Эйнгорн, еврей, лет двадцати восьми, член партии с 1918 года, старый партийный работник, имел большие личные связи в партии. До ГПУ, где служил недавно, он участвовал долгое время в подпольной работе Коминтерна в Германии, Австрии и Польше. Он больше интересовался партийными делами, чем прямой службой. Руководя работой в Персии и Индии, он порученного ему дела не знал. Зато от него мы узнавали интимную сторону жизни руководителей партии и все новости, которые не опубликовывались.
Аксельрод, еврей, тридцати лет от роду, работал до 1927 года в Наркоминделе, откуда был командирован в Йемен, Геджас и провел там пять лет. Окончив Восточный институт и имея пятилетнюю практику в Аравии, он считался в СССР одним из лучших знатоков арабского языка. Кроме арабского, он владел также немецким, французским, итальянским и английским. Одновременно с работой в ГПУ занимался журналистикой и состоял членом Общества востоковедения. Не имея практического стажа по работе в ГПУ, если не считать Аравии, где он вел разведку добровольно, он не пользовался большим авторитетом в секторе. Руководил он работой ГПУ в арабских странах, где, собственно, еще не было ничего организовано. Вся деятельность его пока заключалась в переводе на русский язык арабских материалов и их обработке.
Работой по Турции руководил сам Триандофилов, считавший себя специалистом по Турции, так как в свое время проработал там около года.
Делопроизводительница Бортновская, жена заместителя начальника Разведупра Бортновского, вела техническую работу сектора. От нее мы узнавали новости из Разведупра, где она имела массу друзей.
Приняв сектор, я занялся подготовкой Триандофилова к организации нелегальной резидентуры в Персии и разработкой задач, которые перед ней стояли.
Однажды меня вызвал Трилиссер и спросил – знаю ли я, кто такой Мясников. Я сказал, что лично его не знаю, но слышал, что он является одним из активных членов так называемой «рабочей оппозиции». Трилиссер рассказал мне следующее: Мясников за свою оппозиционную деятельность был выслан на Кавказ, затем переведен в советскую Армению и работал там в Эривани в финансовом ведомстве. После октябрьских торжеств администрация финансового управления заметила, что Мясников перестал являться на службу, и сообщила об этом в армянское ГПУ. Начались розыски. Выяснилось, что Мясников бежал через пограничный пункт Джульфу в Персию. Ныне, по сведениям тифлисского отдела ГПУ, Мясников находится в Тавризе, где по распоряжению персидских властей его арестовали и содержат в местном полицейском управлении. Центральный комитет партии отдал распоряжение во что бы то ни стало вывести Мясникова из Персии и доставить живым в Москву. Приказ велено выполнить Тифлисскому ГПУ, однако он, Трилиссер, сомневается, что тифлисские чекисты сумеют это сделать, и просит меня помочь им. В Москве находится председатель грузинской ЧК Берия, с которым он уже сговорился о моем участии. Я же, связавшись с Берией и условившись о деталях, должен немедленно выехать в Тифлис и дальше в Персию для выполнения поручения. Трилиссер несколько раз подчеркнул, что Мясникова нужно доставить во что бы то ни стало живым. Получив приказ, я в тот же день встретился с Берией в гостинице «Селект», и на следующий день мы вместе выехали в Тифлис.

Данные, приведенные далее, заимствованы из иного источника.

PR #1422, opened 2017-09-26
temporarily Ignore flaky userSSH test

michaelneale:
# Description

@kzantow just trying this - this test seems problematic


michaelneale:
This passes - the test passes when run individually too. The problem is the setting of a naughty static that turns JWT on or off.

PR #1423, opened 2017-09-26
restore-scm api dep

michaelneale:
this was passing when on keiths fork. Branches are easier to see what was the difference before merging so this is just a guess.

### DIFF
--- a/blueocean-rest-impl/pom.xml
+++ b/blueocean-rest-impl/pom.xml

Берию я знал раньше, но мало. За трехдневное совместное путешествие мне пришлось познакомиться с ним ближе. В Тифлисе, будучи председателем грузинской ЧК, он одновременно занимал должности заместителя полномочного представителя О ГПУ в Закавказье и народного комиссара внутренних дел Грузии. В аппарате ГПУ о нем ходили целые легенды. Он с 1922 года выживал всех полномочных представителей ГПУ, которые по тем или другим причинам восставали против него. Как раз перед своим приездом в Москву он подрался с полномочным представителем ГПУ в Закавказье Павлуновским, имевшим колоссальное влияние в Москве, и, несмотря на его могущественные связи, добился его отозвания из Тифлиса и назначения на его место некоего Кауля, совершенно бесцветной фигуры. Конечно, Берия мог держаться так долго на своем посту не благодаря личным способностям, а вследствие личной близости к Орджоникидзе, нынешнему председателю ЦКК и РКИ.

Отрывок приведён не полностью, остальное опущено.